# Ivan Chiriaev, Where Are You?



## luther (Nov 2, 2007)

Everyone no doubt remembers when, a few years ago, this Russian-Canadian then-high schooler declared the NBA "wants and needs Ivan Chiriaev." He had a mediocre Canadian HS all-star game and backed out of the Nike Hoop Summit, and poof. Gone. I recall he had played with Dynamo Moscow for a while, but can't find him anywhere now. 

Does anyone know if or where he's playing? I'm curious how wrong those people who were quick to praise him were. Has he proved himself to be a legit basketball player and just not an NBA talent? Or is he flat-out terrible and out of the game?


----------



## Mr. Hobbes (Jul 1, 2005)

Wikipedia said:


> Ivan Chiriaev is a Russian born basketball player who had a lot of hype surrounding him going into the 2004 NBA Draft, but was not drafted. He felt that if he was not a guaranteed top 3 pick he would go into college (NCAA) basketball. Ivan played High School basketball at St. Thomas Aquinas in Oakville, Canada. He was famously quoted as saying (on his NBA intentions) "the NBA wants Ivan Chiriaev.

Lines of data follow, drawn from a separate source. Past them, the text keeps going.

PR #326, opened 2023-09-18
8315560: GenShen: assert failed: Object klass pointer must go to metaspace

earthling-amzn:
The SATB barrier which is on during concurrent marking of old may cause pointers into the collection set to be held by the SATB buffer. When a concurrent cycle degenerates during or before the root scan, these buffers are purged. However, they must also be purged at the end of a degenerated cycle. The buffers cannot be purged unconditionally at the beginning of a degenerated cycle because it could lose pointers necessary to complete the concurrent mark of the young generation.

---------
### Progress

### Issue
 * [JDK-8315560](https://bugs.openjdk.org/browse/JDK-8315560): GenShen: assert failed: Object klass pointer must go to metaspace (**Bug** - P3)

### Reviewers

### Reviewing

Checkout this PR locally: \
`$ git fetch https://git.openjdk.org/shenandoah.git pull/326/head:pull/326` \
`$ git checkout pull/326`

`$ git checkout pull/326` \
`$ git pull https://git.openjdk.org/shenandoah.git pull/326/head`

</details>

Checkout this PR locally: \
`$ git pr checkout 326`

`$ git pr show -t 326`

</details>

<a href="https://git.openjdk.org/shenandoah/pull/326.diff">https://git.openjdk.org/shenandoah/pull/326.diff</a>

</details>

### Webrev
[Link to Webrev Comment](https://git.openjdk.org/shenandoah/pull/326#issuecomment-1723892895)


kdnilsen (approved):
As discussed off-channel, there may be compounding issues that trigger this same or similar error message.  My rr recording of this symptom might suggest that there's something else at play here, but I agree that this fix is necessary.

PR #327, opened 2023-09-18
8312116  GenShen: make instantaneous allocation rate triggers more timely

kdnilsen:
When heuristics fail to trigger because an instantaneous "allocation spike" is not so large as to consume all available memory before GC completes, this assessment is based on an assumption that the allocation rate remains constant, and it ignores the time that will be lost due to the _interval between consecutive allocation spike measurements.

This PR watches for "acceleration" of allocation rates.  When acceleration of allocation is detected in 3 consecutive allocation spike measurements, it calculates a best-fit curve (assuming constant acceleration) and predicts the memory to be consumed during the time that spans both the next sample interval and the GC effort that follows it.  If the memory to be allocated according to anticipated acceleration of allocations during this time span exceeds what is available, we trigger immediately.


kdnilsen:
I'm leaving this in draft mode until I complete functional and performance testing and remove the temporary instrumentation code.

kdnilsen:
Experiments with various workloads show these changes to decrease the number of degenerated GCs.  In some cases, the greater sensitivity of the acceleration trigger causes more frequent GCs than without it.  I am experimenting with various configuration options on multiple workloads to determine an "optimal" default configuration.

kdnilsen:
This now passes all regression tests.  However, performance is not acceptable.  Going to do a bit of refinement.

PR #337, opened 2023-10-11
8318019: GenShen: Fix assertion to allow empty evacuation cycles

kdnilsen:
Assertion needs to allow for gc phase EVACUATION even if no forwarding objects because we are only promoting in place.

---------
### Progress

### Issue
 * [JDK-8318019](https://bugs.openjdk.org/browse/JDK-8318019): GenShen: Fix assertion to allow empty evacuation cycles (**Bug** - P4)

### Reviewers

### Reviewing

Checkout this PR locally: \
`$ git fetch https://git.openjdk.org/shenandoah.git pull/337/head:pull/337` \
`$ git checkout pull/337`

`$ git checkout pull/337` \
`$ git pull https://git.openjdk.org/shenandoah.git pull/337/head`

</details>

Checkout this PR locally: \
`$ git pr checkout 337`

`$ git pr show -t 337`

</details>

<a href="https://git.openjdk.org/shenandoah/pull/337.diff">https://git.openjdk.org/shenandoah/pull/337.diff</a>

</details>

### Webrev
[Link to Webrev Comment](https://git.openjdk.org/shenandoah/pull/337#issuecomment-1759739230)

### DIFF
--- a/src/hotspot/share/gc/shenandoah/shenandoahHeap.cpp
+++ b/src/hotspot/share/gc/shenandoah/shenandoahHeap.cpp
@@ -2423,9 +2423,9 @@ void ShenandoahHeap::set_concurrent_young_mark_in_progress(bool in_progress) {
 void ShenandoahHeap::set_concurrent_old_mark_in_progress(bool in_progress) {
 #ifdef ASSERT
   // has_forwarded_objects() iff UPDATEREFS or EVACUATION
-  bool has_forwarded = has_forwarded_objects()? 1: 0;
-  bool updating_or_evacuating = _gc_state.is_set(UPDATEREFS | EVACUATION)? 1: 0;
-  bool evacuating = gc_state.is_set(EVACUATION)? 1: 0;
+  bool has_forwarded = has_forwarded_objects();
+  bool updating_or_evacuating = _gc_state.is_set(UPDATEREFS | EVACUATION);
+  bool evacuating = _gc_state.is_set(EVACUATION);
   assert ((has_forwarded == updating_or_evacuating) || (evacuating && !has_forwarded && collection_set()->is_empty()),
           "Updating or evacuating iff has forwarded object, or evacuation phase is promoting in place without forwarding");
 #endif
--- a/src/hotspot/share/gc/shenandoah/shenandoahHeap.cpp
+++ b/src/hotspot/share/gc/shenandoah/shenandoahHeap.cpp
@@ -2425,7 +2425,9 @@ void ShenandoahHeap::set_concurrent_old_mark_in_progress(bool in_progress) {
   // has_forwarded_objects() iff UPDATEREFS or EVACUATION
   bool has_forwarded = has_forwarded_objects()? 1: 0;
   bool updating_or_evacuating = _gc_state.is_set(UPDATEREFS | EVACUATION)? 1: 0;
-  assert (has_forwarded == updating_or_evacuating, "Has forwarded objects iff updating or evacuating");
+  bool evacuating = gc_state.is_set(EVACUATION)? 1: 0;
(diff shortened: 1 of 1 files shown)


kdnilsen:
After testing, I'll match this to a JBS issue.

src/hotspot/share/gc/shenandoah/shenandoahHeap.cpp
```diff
@@ -2425,7 +2425,9 @@ void ShenandoahHeap::set_concurrent_old_mark_in_progress(bool in_progress) {
   // has_forwarded_objects() iff UPDATEREFS or EVACUATION
   bool has_forwarded = has_forwarded_objects()? 1: 0;
   bool updating_or_evacuating = _gc_state.is_set(UPDATEREFS | EVACUATION)? 1: 0;
-  assert (has_forwarded == updating_or_evacuating, "Has forwarded objects iff updating or evacuating");
+  bool evacuating = gc_state.is_set(EVACUATION)? 1: 0;
```
zhengyu123, line 2428: suggestion: 
`
bool evacuating = gc_state.is_set(EVACUATION);
`
pre-exist:
`bool has_forwarded = has_forwarded_objects()? 1: 0;` to `bool has_forwarded = has_forwarded_objects();`

zhengyu123 (changes requested):

src/hotspot/share/gc/shenandoah/shenandoahHeap.cpp
kdnilsen: Thanks.  I'll fix those, and my misspelling of gc_state.

src/hotspot/share/gc/shenandoah/shenandoahHeap.cpp
```diff
@@ -2423,9 +2423,11 @@ void ShenandoahHeap::set_concurrent_young_mark_in_progress(bool in_progress) {
 void ShenandoahHeap::set_concurrent_old_mark_in_progress(bool in_progress) {
 #ifdef ASSERT
   // has_forwarded_objects() iff UPDATEREFS or EVACUATION
-  bool has_forwarded = has_forwarded_objects()? 1: 0;
-  bool updating_or_evacuating = _gc_state.is_set(UPDATEREFS | EVACUATION)? 1: 0;
-  assert (has_forwarded == updating_or_evacuating, "Has forwarded objects iff updating or evacuating");
+  bool has_forwarded = has_forwarded_objects();
+  bool updating_or_evacuating = _gc_state.is_set(UPDATEREFS | EVACUATION);
+  bool evacuating = _gc_state.is_set(EVACUATION);
+  assert ((has_forwarded == updating_or_evacuating) || (evacuating && !has_forwarded && collection_set()->is_empty()),
```
zhengyu123, line 2429: Sorry, I did not realize this is generational Shenandoah. I am a bit puzzled why setting `EVACUATION` flag if collection set is empty?

kdnilsen: It's a trick we use for a form of "abbreviated" cycle.  Sometimes, we have nothing to evacuate, but we have a bunch of regions that reside in young, which are old enough to be promoted.  If they are populated with a sufficient amount of live data, we promote them "in place" by simply relabeling the affiliation of the region rather than evacuating it.  But there's a non-trivial amount of processing required on the content of the region when it becomes old, so that the region can now maintain a remembered set of pointers from old to young.  We normally do this processing as part of the evacuation cycle.  In very rare scenarios, we'll end up with an evacuation cycle that only deals with promote-in-place regions, and nothing else...  That's the special scenario we're talking about here.

zhengyu123: Thanks for the explanation!

earthling-amzn (approved):

PR #343, opened 2023-10-18
8318462: [GenShen] Prevent unsafe access to displaced mark-word

rkennke:
We must be very careful when we access (load or update) the object age concurrently because the age is stored in the object's header and that header can be 'displaced'. This means that the header is overloaded with a pointer (stack or ObjectMonitor*) and the original header is stored at that location. The header can also be in INFLATING state, which means that a stack-lock is currently in the process to be inflated to an ObjectMonitor. Let's consider the cases separately:

Loading object age:
- INFLATING: we can not access the header, and thus not the age.
- Stack-locked: the thread which locks the object can unlock at any time, concurrently. It is not safe to access the header, and thus the age.
- Monitor-locked: monitors don't go away without coordinating with Java threads and possibly GC threads. This coordination is done by handshaking the thread - a Java thread would be brought to its next safepoint, and GC threads, which are typically participating in handshakes by joining the SuspendibleThreadSet, can opt to handshake at a safe point by calling SuspendibleThreadSet::yield(). If 'our' thread participates in handshakes in one way or the other, it is safe to access an ObjectMonitor once we got a valid ObjectMonitor* from an object's header, but only until that thread handshakes. Long story short: it is typically safe to access ObjectMonitor :-)

Updating object age:
Updating object age only happens during evacuation, and only on a new copy of an object, before that copy has been published. Access to the object header is therefore fully thread-local and not problematic. What *is* problematic is when we have to deal with displaced headers, because displaced headers are *not* thread local, and must be considered a shared resource. A competing thread may succeed to evacuate the object and publish its copy before 'our' thread can do so. If 'our' thread would update the displaced header, it may over-write whatever the other thread has done.
- INFLATING: We cannot access the header at all. However, that should not happen: a thread can only inflate once it has successfully evacuated an object, and 
- Stack-locked: the other thread may succeed evacuation and continue to unlock the object, at which point the stack-pointer would be 'dangling' and we may over-write random information on the foreign thread stack.
- Monitor-locked: even though monitor deflation is coordinated (see above), updating the displaced header in a monitor might over-write whatever a competing thread has done there.

For these reasons, we must not update displaced headers, and must be careful when loading displaced headers - in particular, only ever load from ObjectMonitor.

---------
### Progress

### Issue
 * [JDK-8318462](https://bugs.openjdk.org/browse/JDK-8318462): [GenShen] Prevent unsafe access to displaced mark-word (**Bug** - P2)

### Reviewers
 * [Kelvin Nilsen](https://openjdk.org/census#kdnilsen) (@kdnilsen - Committer) ⚠️ Review applies to [113a3d2b](https://git.openjdk.org/shenandoah/pull/343/files/113a3d2bbec5679a9c25550fc825feb75a7b41e8)
 * [William Kemper](https://openjdk.org/census#wkemper) (@earthling-amzn - Committer) ⚠️ Review applies to [113a3d2b](https://git.openjdk.org/shenandoah/pull/343/files/113a3d2bbec5679a9c25550fc825feb75a7b41e8)

### Reviewing

Checkout this PR locally: \
`$ git fetch https://git.openjdk.org/shenandoah.git pull/343/head:pull/343` \
`$ git checkout pull/343`

`$ git checkout pull/343` \
`$ git pull https://git.openjdk.org/shenandoah.git pull/343/head`

</details>

Checkout this PR locally: \
`$ git pr checkout 343`

`$ git pr show -t 343`

</details>

<a href="https://git.openjdk.org/shenandoah/pull/343.diff">https://git.openjdk.org/shenandoah/pull/343.diff</a>

</details>

### Webrev
[Link to Webrev Comment](https://git.openjdk.org/shenandoah/pull/343#issuecomment-1770660068)


src/hotspot/share/gc/shenandoah/shenandoahHeap.inline.hpp
```diff
@@ -537,32 +538,36 @@ inline oop ShenandoahHeap::try_evacuate_object(oop p, Thread* thread, Shenandoah
...
 // mutator
-uint ShenandoahHeap::get_object_age_concurrent(oop obj) {
+uint ShenandoahHeap::get_object_age(oop obj) {
   // This is impossible to do unless we "freeze" ABA-type oscillations
   // With Lilliput, we can do this more easily.
   markWord w = obj->mark();
-  // We can do better for objects with inflated monitor
-  if (w.is_being_inflated() || w.has_displaced_mark_helper()) {
+  if (w.has_monitor()) {
+    w = w.monitor()->header();
```
ysramakrishna, line 569: Isn't this prone to potential error because the monitor might be recycled between line 567 and line 569?

rkennke: Monitor deflation is coordinated with Java threads by safepointing (or more precisely handshaking) the Java threads. The same works with GC threads if they participate in safepointing/handshaking. This is usually achieved by joining SuspendibleThreadSet. The effect of is that all such threads can safely access monitors without fearing that they go away. When we got a valid monitor pointer, then that monitor will not disappear before the next safepoint, and safepoints cannot happen at random points in execution. For example, a thread that has joined STS would only be able to safepoint when it calls STS::yield(). We might want to verify that all GC threads which can evacuate objects are properly joining (and yielding) STS.

zhengyu123:
Just FYI: Here is another place to update object age, probably you want to consolidate.

https://github.com/openjdk/shenandoah/blob/master/src/hotspot/share/gc/shenandoah/shenandoahStringDedup.inline.hpp#L55

src/hotspot/share/gc/shenandoah/shenandoahHeap.inline.hpp
```diff
@@ -537,32 +538,46 @@ inline oop ShenandoahHeap::try_evacuate_object(oop p, Thread* thread, Shenandoah
...
 void ShenandoahHeap::increase_object_age(oop obj, uint additional_age) {
-  markWord w = obj->has_displaced_mark() ? obj->displaced_mark() : obj->mark();
-  w = w.set_age(MIN2(markWord::max_age, w.age() + additional_age));
-  if (obj->has_displaced_mark()) {
-    obj->set_displaced_mark(w);
-  } else {
+  // This operates on new copy of an object. This means that the object's mark-word
+  // is thread-local and therefore safe to access. However, when the mark is
+  // displaced (i.e. stack-locked or monitor-locked), then it must be considered
+  //a shared memory location. It can/ be accessed by other threads.
```
kdnilsen, line 544: Minor formatting issues in this line of comment.

kdnilsen: and below.

src/hotspot/share/gc/shenandoah/shenandoahMark.inline.hpp
```diff
@@ -119,7 +119,7 @@ inline void ShenandoahMark::count_liveness(ShenandoahLiveData* live_data, oop ob
     assert(heap->mode()->is_generational(), "Only if generational");
     if (ShenandoahGenerationalAdaptiveTenuring && !ShenandoahGenerationalCensusAtEvac) {
       assert(region->is_young(), "Only for young objects");
-      uint age = ShenandoahHeap::get_object_age_concurrent(obj);
+      uint age = ShenandoahHeap::get_object_age(obj);
       CENSUS_NOISE(heap->age_census()->add(age, region->age(), region->youth(), size, worker_id);)
```
kdnilsen, line 123: I'm thinking if get_object_age() returns max_age+1, the CENSUS_NOISE macros might end up with invalid data.  Don't we need a check here?

kdnilsen: I think the safe thing to do is treat max_age+1 as if it were 0, insofar as promotion semantics is concerned.  We may delay promotion that way.

rkennke:
> Just FYI: Here is another place to update object age, probably you want to consolidate.
> 
> https://github.com/openjdk/shenandoah/blob/master/src/hotspot/share/gc/shenandoah/shenandoahStringDedup.inline.hpp#L55

Right. The problem there is that this block of code does a sort of concurrent/atomic update of the object age that would require re-working and/or adding age helper methods. I'd rather not do that now.

src/hotspot/share/gc/shenandoah/shenandoahMark.inline.hpp
kdnilsen: Thanks for change.  Code might read easier with parens around (age == markWord::max_age + 1), but ok as is.

kdnilsen (approved):

src/hotspot/share/gc/shenandoah/shenandoahMark.inline.hpp
ysramakrishna: The add method of ShenandoahAgeCensus explicitly recognizes and uses the sentinel value, and explicitly skips sentinels that are used to signal that the age could not be read:

```
CENSUS_NOISE(void ShenandoahAgeCensus::add(uint obj_age, uint region_age, uint region_youth, size_t size, uint worker_id) {)
NO_CENSUS_NOISE(void ShenandoahAgeCensus::add(uint obj_age, uint region_age, size_t size, uint worker_id) {)
  if (obj_age <= markWord::max_age) {
    assert(obj_age < MAX_COHORTS && region_age < MAX_COHORTS, "Should have been tenured");
#ifdef SHENANDOAH_CENSUS_NOISE
    // Region ageing is stochastic and non-monotonic; this vitiates mortality
    // demographics in ways that might defeat our algorithms. Marking may be a
    // time when we might be able to correct this, but we currently do not do
    // this. Like skipped statistics further below, we want to track the
    // impact of this noise to see if this may be worthwhile. JDK-<TBD>.
    uint age = obj_age;
    if (region_age > 0) {
      add_aged(size, worker_id);   // this tracking is coarse for now
      age += region_age;
      if (age >= MAX_COHORTS) {
        age = (uint)(MAX_COHORTS - 1);  // clamp
        add_clamped(size, worker_id);
      }
    }
    if (region_youth > 0) {   // track object volume with retrograde age
      add_young(size, worker_id);
    }
#else   // SHENANDOAH_CENSUS_NOISE
    uint age = MIN2(obj_age + region_age, (uint)(MAX_COHORTS - 1));  // clamp
#endif  // SHENANDOAH_CENSUS_NOISE
    get_local_age_table(worker_id)->add(age, size);
  } else {
    // update skipped statistics
    CENSUS_NOISE(add_skipped(size, worker_id);)
  }
}
```

I think we should leave in place the original code, where all of the special handling of the sentinel values is relegated to the ShenandoahAgeCensus's add method, with no special handling needed at the caller.

kdnilsen: Thanks.  That looks good.  I concur.

ysramakrishna: I realize though that your comment kind of applies to the evacuation tracker code that needs to be cognizant of the change in the semantics of `get_object_age` following Roman's change.

This is the relevant call at:
https://github.com/openjdk/shenandoah/blob/113a3d2bbec5679a9c25550fc825feb75a7b41e8/src/hotspot/share/gc/shenandoah/shenandoahHeap.inline.hpp#L491
which lands us at:
https://github.com/openjdk/shenandoah/blob/113a3d2bbec5679a9c25550fc825feb75a7b41e8/src/hotspot/share/gc/shenandoah/shenandoahEvacTracker.cpp#L60
and thence at:
https://github.com/openjdk/shenandoah/blob/113a3d2bbec5679a9c25550fc825feb75a7b41e8/src/hotspot/share/gc/shared/ageTable.hpp#L63
which might either assert or silently overflow past the end of the table.

It would be useful to filter those records out in ShenandoahEvacuationStats::record_age() or at the caller.

earthling-amzn (approved):
Internal testing looks good.

zhengyu123:
> > Just FYI: Here is another place to update object age, probably you want to consolidate.
> > https://github.com/openjdk/shenandoah/blob/master/src/hotspot/share/gc/shenandoah/shenandoahStringDedup.inline.hpp#L55
> 
> Right. The problem there is that this block of code does a sort of concurrent/atomic update of the object age that would require re-working and/or adding age helper methods. I'd rather not do that now.

I think for GenShen, StringDeduplication should not update age, so code can just be simplified as following:

```
bool ShenandoahStringDedup::is_candidate(oop obj) {
  if (!is_string_candidate(obj)) {
    return false;
  }

  const markWord mark = obj->mark();

  // Having/had displaced header, too risky to deal with them, skip
  if ((LockingMode != LM_LIGHTWEIGHT && mark == markWord::INFLATING()) || mark.has_displaced_mark_helper()) {
    return false;
  }

  return StringDedup::is_threshold_age(new_mark.age()) &&
             !dedup_requested(obj);
}
```

ysramakrishna (approved):
Nice; thanks also for the documentation!

🚢

rkennke:
Thanks!

/integrate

The NBA needs Ivan Chiriaev." His high school statistics are unclear, as stats apparently were not kept, but it was estimated that he scored 16 points per game. One source credited him with the lofty stats of 26.8 points per game, 17.3 rebounds and over 9000 assists, though these are likely made up.


Good question. 27/17 is impressive. Hehe.


----------



## HB (May 1, 2004)

I'd like to know where he is too. He was unreasonably conceited


----------